I cant make it but hats off to Mr. Sandifer and to all the good folks who help out. One of these days I need to make one and help do my part. I only go to PINS once or twice a year but I always haul more trash out than I bring in. You have to admire a man that has so much passion and love for PINS as Billy does.


----------



## dreamer (Aug 12, 2005)

Got a green for both of Ya'll!!


----------



## alexrex20 (Sep 1, 2010)

bump


----------



## alexrex20 (Sep 1, 2010)

i can't seem to edit my post... anyway, i'll be there with several open seats and a trailer, so don't be shy if you don't have a 4x4. among myself and the other volunteers, there will be plenty of room for passengers. i'll be driving in from houston (4hrs) so you can't say "it's too far" either!

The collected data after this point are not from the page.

PR #623, opened 2020-05-05
feat: Don't report Conflict errors to sentry

### LINKED ISSUE #614: Don't emit 503 Conflict errors to sentry
We've been meaning to stop sending these, let's finally stop sending them. No longer reporting them will help w/ the issue outlined in #613. 

Let's consider emitting a metric for these instead if it's not too difficult.

`lock_for_write` can emit these in a different manner than the typical way they're emitted (due to Spanner returning an ABORTED). If we do a metric, we could optionally also track these different types separately (via a metric tag): but this is just a nice to have.

jrconlin:
## Description

* Added new metric "db.conflict"
* Added new error method `is_reportable()` for future error filtering.

Describe these changes.

## Testing

Unfortunately, testing requires  a db conflict write and, metrics and sentry reporting. A `debug!()` line does include the error that is not being directly reported to Sentry.

## Issue(s)
Closes #614

### DIFF
--- a/src/db/error.rs
+++ b/src/db/error.rs
@@ -99,6 +99,11 @@ from_error!(grpcio::Error, DbError, |inner: grpcio::Error| {
         {
             DbErrorKind::Conflict
         }
+        grpcio::Error::RpcFailure(ref status)
+            if status.status == grpcio::RpcStatusCode::ALREADY_EXISTS =>
+        {
+            DbErrorKind::Conflict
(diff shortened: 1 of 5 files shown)


fzzzy:
I think we can produce conflict errors on stage by running the load tester and maybe the delete script at the same time. I think we should test this on stage, as getting everything working locally seems pretty hard.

all you need is a big heart and some gloves! lol


----------



## Tyler (Jun 18, 2004)

alexrex20 said:


> i can't seem to edit my post... anyway, i'll be there with several open seats and a trailer, so don't be shy if you don't have a 4x4. among myself and the other volunteers, there will be plenty of room for passengers. i'll be driving in from houston (4hrs) so you can't say "it's too far" either!
> 
> all you need is a big heart and some gloves! lol


Thank you very much for coming! And we will have gloves provided by Trac Work. Outdoor Channel will be out there too! We will have commemorative t-shirts to give away while supplies last. Here is the front design of this year's t-shirt. Billy doesn't like it because he thinks it makes it look like it is about "him". Ace and I told him, no it is that your loyal minions want to honor your efforts in conservation and this is one way we can do it.


----------



## Tyler (Jun 18, 2004)

Ben Beaty did the artwork. He does all of the cool cartoons in Texas Saltwater Fishing Magazine for E. J. and Pam. The t-shirt design was taken from a photo Larry Bozka did for CCA Tide Magazine.

We need all of the 4x4's and folks willing to pull flatbed trailers that we can get. We have to haul all of the trash we collect out of there in 4x4 only country. Thanks to all of our past and future volunteers.

Tyler

http://friendsofpadre.com/cleanup.html


----------



## alexrex20 (Sep 1, 2010)

i look forward to the shirt!

i will try and join up with the group that makes the trek to the jetty. the biggest trailer i dare bring that far is my little 14-footer. even then, i will probably air down my truck and trailer to 12-15psi.  i could use a couple pairs of helping hands. i know most people don't want to make the long drive all the way to the jetty, so ride along with me instead! 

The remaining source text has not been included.